At the hospital, Implementation leader Jesus Pietro Castro has been interrogating Polly, enraging her by explaining that Implementation permitted the Sons of Earth to exist solely as a constant source of organ donors – thinning it periodically as if it was a herd of husbanded animals. His "father" was over seventy when he was conceived, and required supplementary testosterone; instead of periodic injections, he chose to be transplanted with the testicles of an executed Colonist – the class schism between Colonist and Crew means that the two have effectively become distinct races, both of which consider miscegenation a greater taboo than incest. The revelation that Jesus is half-Colonist disgusts her even more than the revelation that she and her fellow Colonists are nothing but cattle to the Crew; cattle that have just been completely culled. As the ramship cargo has sharply banked the need for organ transplants, the decision was made to eliminate the resistance entirely, knowing that they would revolt violently once the cargo was revealed. Every other Son of Earth has been broken up for organ stock. Polly and the four who escaped in the car hidden under the residence are the only surviving rebels on Plateau.

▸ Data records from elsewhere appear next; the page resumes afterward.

PR #5920, opened 2023-05-29
layers: Define when to use IsExtEnabled

spencer-lunarg:
This was my first pass attempt to try and unify how we use `IsExtEnabled`

Decided to write the "documentation" in `IsExtEnabled` itself

### DIFF
--- a/layers/core_checks/cc_descriptor.cpp
+++ b/layers/core_checks/cc_descriptor.cpp
@@ -452,7 +452,7 @@ bool CoreChecks::PreCallValidateCreateDescriptorSetLayout(VkDevice device, const
 
         if ((binding_info.descriptorType == VK_DESCRIPTOR_TYPE_SAMPLER ||
              binding_info.descriptorType == VK_DESCRIPTOR_TYPE_COMBINED_IMAGE_SAMPLER) &&
-            binding_info.pImmutableSamplers && IsExtEnabled(device_extensions.vk_ext_custom_border_color)) {
+            binding_info.pImmutableSamplers) {
             for (uint32_t j = 0; j < binding_info.descriptorCount; j++) {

Meanwhile, Matt and Laney are able to enter the facility with no real problem. Matt tricks Castro into leading him to where they are keeping Polly, and Matt sets her free. But Implementation moved from psychological interrogation to sensory deprivation, and she is now insane. He has sex with her and in so doing restores her ability to function. But when she learns of their location, she becomes determined to avenge the genocide of the Sons of Earth. She flees Matt, intending to detonate the nuclear reactor on one of the slowboats, to destroy the Hospital and kill as many Crew as she can. She is unable to reach the reactor and settles for the ship's long-defunct control room. She ignites the ship's landing motors; this severely damages the Hospital, kills many of the crew, and thrusts the ship off the "void edge" to its destruction. Matt jumps from the ship before she does so.

Millard Parlette assumes control of the Crew in the aftermath. However, the Colonists have won the war, as the Sons of Earth have claimed control of the most powerful weapon on Plateau: Matt Keller. If the Crew does not restructure Plateau's laws along cosmopolitan lines, Keller will use his psychic power to act as an unstoppable assassin. Keller accepts this, but demands a position of power among the rebels. He has just discovered a new wrinkle in his power: not only can he compel someone to lose focus on him, he can compel someone to intensify that focus, putting them in a hypnotic trance, which makes him the true master of Plateau.

As the story began with a robot ramship in flight, it ends with another ramship headed from Earth to the human colony known as 'We Made It' (in the Procyon system) with the same discovery. This ship is observed by alien Outsiders, who follow it in hopes of selling faster than light technology to the locals. This sale will lead to the advanced multi-species society portrayed in "Neutron Star" and Ringworld.

==Reception==
Algis Budrys praised the novel as "an example of the best currently available technologically oriented SF," but faulted the lack of balance between Niven's social commentary and his storytelling.